Indian Wedding Stew (Lagansala Stew)
Ingredients
- 1 3/4 oz Yam jimikand, cut into small cubes
- 2 Sweet potatoes shakarkand, cubed
- 1 3/4 oz French beans cubed
- 1 Capsicum ShimJa mirch, cubed
- 4 Carrots gajar, cubed
- 7 oz Green peas hara matar, boiled
- 1 oz Celery finely chopped, boiled
- 7 floz Vegetable oil
- 2 Onions large, chopped
- 3 Green chillies chopped
- 1 tsp Cumin-coriander jeera-dhaniya powder
- 1/2 tsp Turmeric haidi powder
- 1 tsp Ginger-garlic adrak-lasan paste
- 2 Tomatoes chopped
- Salt to taste
- 1 tbsp Vinegar sirka
- 1 tbsp Worcestershire sauce
Instructions
- Heat the oil in a wok (kadhai); fry all the cubed vegetables, separately. Keep aside.

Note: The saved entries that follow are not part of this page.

PR #1896, opened 2026-03-04
fix(gdch): support EC private keys

diegomarquezp:
Context: b/488439640

Implementation originally proposed in b/431924643#comment9

The primary objective is to enable support for Elliptic Curve (EC) keys and non-URI audience formats, aligning the Java SDK with the behavior of the [Python](https://github.com/googleapis/google-auth-library-python/blob/main/google/oauth2/gdch_credentials.py) and Go implementations. Additionally, the GDCH key creation tool creates EC keys only, meaning the GDCH implementation was not following the convention.

### Key Changes

*   **Algorithm Support**: Updated the credential signing process to use the **ES256** (ECDSA) algorithm, which is the required standard for GDCH service accounts.
*   **Audience Flexibility**: Changed the `apiAudience` field from a `URI` to a `String` to accommodate "magic" non-URI strings (e.g., specific administrative audiences) required by certain GDCH services.
*   **OAuth2Utils Refactoring**: Enhanced `privateKeyFromPkcs8` to accept an algorithm parameter, allowing the library to parse EC keys instead of defaulting exclusively to RSA.
*   **Test fixes**: Fixes in a couple of test files as per Sonarqube analysis.

## Testing

*   Updated `GdchCredentialsTest` to include test cases for EC key parsing and token signing.


oauth2_http/java/com/google/auth/oauth2/GdchCredentials.java
```diff
@@ -353,7 +366,7 @@ public final URI getTokenServerUri() {
     return tokenServerUri;
   }
 
-  public final URI getApiAudience() {
+  public final String getApiAudience() {
```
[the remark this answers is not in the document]
diegomarquezp: Something like this: 

```java
  public final String getApiAudienceString() {
    return apiAudience;
  }
  
  public final URI getApiAudience() {
    try {
      return new URI(apiAudience);
    } catch (URISyntaxException e) {
      return null;
    }
  }
```

oauth2_http/java/com/google/auth/oauth2/GdchCredentials.java
```diff
@@ -212,26 +228,42 @@ static GdchCredentials fromJson(Map<String, Object> json, HttpTransportFactory t
...
+
+  /**
+   * Create a copy of GDCH credentials with the specified audience.
+   *
+   * @param apiAudience The intended audience for GDCH credentials.
+   */
+  public GdchCredentials createWithGdchAudience(String apiAudience) {
+    if (Strings.isNullOrEmpty(apiAudience)) {
+      throw new IllegalArgumentException(
+          "Audience are not configured for GDCH service account credentials.");
```
lqiu96:
```suggestion
          "Audience cannot be null or empty for GDCH service account credentials.");
```

oauth2_http/java/com/google/auth/oauth2/GdchCredentials.java
```diff
@@ -497,11 +551,18 @@ public Builder setCaCertPath(String caCertPath) {
     }
 
     @CanIgnoreReturnValue
-    public Builder setGdchAudience(URI apiAudience) {
+    public Builder setGdchAudience(String apiAudience) {
```
lqiu96: for this new setter, can we have validation to check for null or empty audience as well?

oauth2_http/java/com/google/auth/oauth2/GdchCredentials.java
```diff
@@ -37,44 +37,60 @@
...
-  private static final String PARSE_ERROR_PREFIX = "Error parsing token refresh response. ";
+  private static final String BAD_VALUE_ERROR_MESSAGE_FORMAT = "%s Expected %s %s %s.";
+  private static final String PARSE_ERROR_PREFIX = "Error parsing token refresh response.";
+  @VisibleForTesting static final String SUPPORTED_FORMAT_VERSION = "1";
+
+  private static final String ACCESS_TOKEN_TYPE = "urn:ietf:params:oauth:token-type:access_token";
+  private static final String SERVICE_ACCOUNT_TOKEN_TYPE =
+      "urn:k8s:params:oauth:token-type:serviceaccount";
+  private static final String TOKEN_TYPE_TOKEN_EXCHANGE =
+      "urn:ietf:params:oauth:token-type:token-exchange";
```
lqiu96: Actually, I just noticed that a lot of these constants already exist in OAuth2Utils (https://github.com/googleapis/google-auth-library-java/blob/90b61a95112999443e622e31d58e1bda1c1c0bd9/oauth2_http/java/com/google/auth/oauth2/OAuth2Utils.java#L85-L96). 

Can we re-use those values and add any that are missing to that file?

oauth2_http/java/com/google/auth/oauth2/GdchCredentials.java
```diff
@@ -594,4 +658,162 @@ private void setTransport(String caCertPath) throws IOException {
...
+      BigDecimal bigDecimalValue = (BigDecimal) value;
+      return bigDecimalValue.intValueExact();
+    }
+    if (!(value instanceof Integer)) {
+      throw new IOException(
+          String.format(
+              BAD_VALUE_ERROR_MESSAGE_FORMAT, errorPrefix, "integer value", key, "of wrong type"));
+    }
+    return (Integer) value;
+  }
```
lqiu96: I missed this earlier. I think Oauth2Utils has variants for this: https://github.com/googleapis/google-auth-library-java/blob/90b61a95112999443e622e31d58e1bda1c1c0bd9/oauth2_http/java/com/google/auth/oauth2/OAuth2Utils.java#L214

oauth2_http/javatests/com/google/auth/oauth2/DefaultCredentialsProviderTest.java
```diff
@@ -180,48 +181,36 @@ void getDefaultCredentials_noCredentials_singleGceTestRequest() {
...
   @Test
-  void getDefaultCredentials_static_unsupportedPlatform_notGce() throws IOException {
+  void getDefaultCredentials_static_unsupportedPlatform_notGce() {
+    checkStaticGceDetection("macos", "Googlekdjsfhg", false);
+  }
+
+  private void checkStaticGceDetection(String osName, String productContent, boolean expected) {
+    assumeTrue(
+        System.getProperty("os.name").toLowerCase().startsWith("linux"),
+        "This test only runs on Linux.");
```
lqiu96: Correct me if I'm wrong, but I don't think this is the behavior we want. IIUC, this looks like it will only run the test on Linux environments (e.g. our if our CI or local was linux). The original tests was mocking the environment and testing it so that it would mock the os.name value regardless of the CI or local OS.

oauth2_http/javatests/com/google/auth/oauth2/GdchCredentialsTest.java
```diff
@@ -81,7 +85,7 @@ class GdchCredentialsTest extends BaseSerializationTest {
   private static final String CA_CERT_FILE_NAME = "cert.pem";
   private static final String CA_CERT_PATH =
       GdchCredentialsTest.class.getClassLoader().getResource(CA_CERT_FILE_NAME).getPath();
-  private static final URI API_AUDIENCE = URI.create("https://gdch-api-audience");
+  private static final String API_AUDIENCE = URI.create("https://gdch-api-audience").toString();
```
lqiu96: nit: Can we just hard code the string `https://gdch-api-audience` instead of creating a URI object?

alsabinsabi809-coder (approved):

oauth2_http/javatests/com/google/auth/oauth2/GdchCredentialsTest.java
diegomarquezp: Done

lqiu96 (approved):
Changes LGTM. added a few comments.

oauth2_http/java/com/google/auth/oauth2/OAuth2Utils.java
```diff
@@ -269,23 +279,143 @@ static Map<String, Object> validateMap(Map<String, Object> map, String key, Stri
...
     Reader reader = new StringReader(privateKeyPkcs8);
     Section section = PemReader.readFirstSectionAndClose(reader, "PRIVATE KEY");
     if (section == null) {
+      if (algorithm == Pkcs8Algorithm.EC) {
+        reader = new StringReader(privateKeyPkcs8);
+        section = PemReader.readFirstSectionAndClose(reader, "EC PRIVATE KEY");
+        if (section != null) {
+          return privateKeyFromSec1(section.getBase64DecodedBytes());
+        }
+      }
```
lqiu96: Is PKCS#8 or SEC1 two different algorithms/ flows? Also Is this logic only needed for GDCH?

If so, can this logic exists inside GDCH itself?
e.g. 
1. Check the first section and determine if we should call pckc8 or sec1 method
2. call privateKeyFromPkcs8 or privateKeyFromSec1

I think it would better to separate these concerns since it looks like privateKeyFromPkcs8 is now also making a call to privateKeyFromSec1. I think we have added proper checks, but this resides in OAuth2Utils and this may be used in other classes.

oauth2_http/java/com/google/auth/oauth2/GdchCredentials.java
```diff
@@ -814,4 +848,91 @@ static byte[] transcodeDerToConcat(byte[] derSignature, int outputLength)
...
+   *
+   * <p>Assumes the prefix has already been verified.
+   *
+   * @param bytes The raw bytes of the key.
+   * @return The BigInteger value of 's'.
+   */
+  private static BigInteger extractPrivateKeyValue(byte[] bytes) {
+    byte[] sBytes = new byte[32];
+    System.arraycopy(bytes, 7, sBytes, 0, 32);
+    return new BigInteger(1, sBytes);
```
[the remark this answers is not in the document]
diegomarquezp: Done.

- In the same oil, saute the onions until soft. Add green chillies, spices, and garlic-ginger paste; saute for 2 minutes. Add fried and boiled vegetables, tomatoes, and salt. Cook covered with a heavy lid, containing a little water, until the mixture is reasonably dry. Stir occasionally.
- Add vinegar and Worcester shire sauce, mix well.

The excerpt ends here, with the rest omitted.